■ **WHAT THE EXERCISE ASKS**
All lines in the material below that contain "ammarekbote" should be located and copied.

■ **TASK INPUT**
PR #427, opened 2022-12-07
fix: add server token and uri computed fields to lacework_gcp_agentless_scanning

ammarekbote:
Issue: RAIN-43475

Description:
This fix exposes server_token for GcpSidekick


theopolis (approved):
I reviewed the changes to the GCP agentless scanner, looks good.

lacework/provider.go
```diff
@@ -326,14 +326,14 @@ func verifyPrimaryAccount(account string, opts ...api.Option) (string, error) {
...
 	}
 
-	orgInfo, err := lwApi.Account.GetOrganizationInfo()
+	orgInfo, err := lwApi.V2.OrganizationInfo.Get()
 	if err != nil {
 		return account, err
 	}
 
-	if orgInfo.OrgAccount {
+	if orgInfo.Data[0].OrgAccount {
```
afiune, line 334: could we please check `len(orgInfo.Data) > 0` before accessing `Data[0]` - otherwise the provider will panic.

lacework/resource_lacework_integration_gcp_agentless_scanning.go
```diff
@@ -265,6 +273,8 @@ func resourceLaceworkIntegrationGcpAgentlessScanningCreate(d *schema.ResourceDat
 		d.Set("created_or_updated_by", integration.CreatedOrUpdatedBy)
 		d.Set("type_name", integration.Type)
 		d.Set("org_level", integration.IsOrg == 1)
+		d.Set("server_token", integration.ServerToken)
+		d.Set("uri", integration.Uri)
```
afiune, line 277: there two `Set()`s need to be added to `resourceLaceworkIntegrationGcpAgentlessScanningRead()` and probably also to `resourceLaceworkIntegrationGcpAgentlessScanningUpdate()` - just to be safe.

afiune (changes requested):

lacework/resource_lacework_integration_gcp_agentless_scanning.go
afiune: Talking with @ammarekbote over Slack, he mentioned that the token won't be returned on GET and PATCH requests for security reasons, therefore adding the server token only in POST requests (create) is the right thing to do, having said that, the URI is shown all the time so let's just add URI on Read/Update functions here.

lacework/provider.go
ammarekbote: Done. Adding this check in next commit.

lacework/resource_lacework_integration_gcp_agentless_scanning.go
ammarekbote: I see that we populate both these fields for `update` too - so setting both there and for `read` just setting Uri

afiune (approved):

* * *

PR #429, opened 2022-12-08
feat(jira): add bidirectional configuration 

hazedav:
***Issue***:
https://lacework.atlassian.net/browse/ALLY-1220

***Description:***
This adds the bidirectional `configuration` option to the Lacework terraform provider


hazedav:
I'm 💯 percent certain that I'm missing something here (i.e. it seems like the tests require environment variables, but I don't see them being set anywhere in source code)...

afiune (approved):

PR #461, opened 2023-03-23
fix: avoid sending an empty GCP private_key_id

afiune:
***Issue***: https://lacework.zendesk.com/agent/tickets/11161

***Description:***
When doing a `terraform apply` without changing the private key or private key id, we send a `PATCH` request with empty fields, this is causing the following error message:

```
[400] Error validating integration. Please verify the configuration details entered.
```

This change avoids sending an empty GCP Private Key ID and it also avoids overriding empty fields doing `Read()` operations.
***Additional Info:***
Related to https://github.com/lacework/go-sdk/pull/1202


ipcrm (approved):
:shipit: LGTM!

■ **ANSWER BOX**
ammarekbote:
afiune: Talking with @ammarekbote over Slack, he mentioned that the token won't be returned on GET and PATCH requests for security reasons, therefore adding the server token only in POST requests (create) is the right thing to do, having said that, the URI is shown all the time so let's just add URI on Read/Update functions here.
ammarekbote: Done. Adding this check in next commit.
ammarekbote: I see that we populate both these fields for `update` too - so setting both there and for `read` just setting Uri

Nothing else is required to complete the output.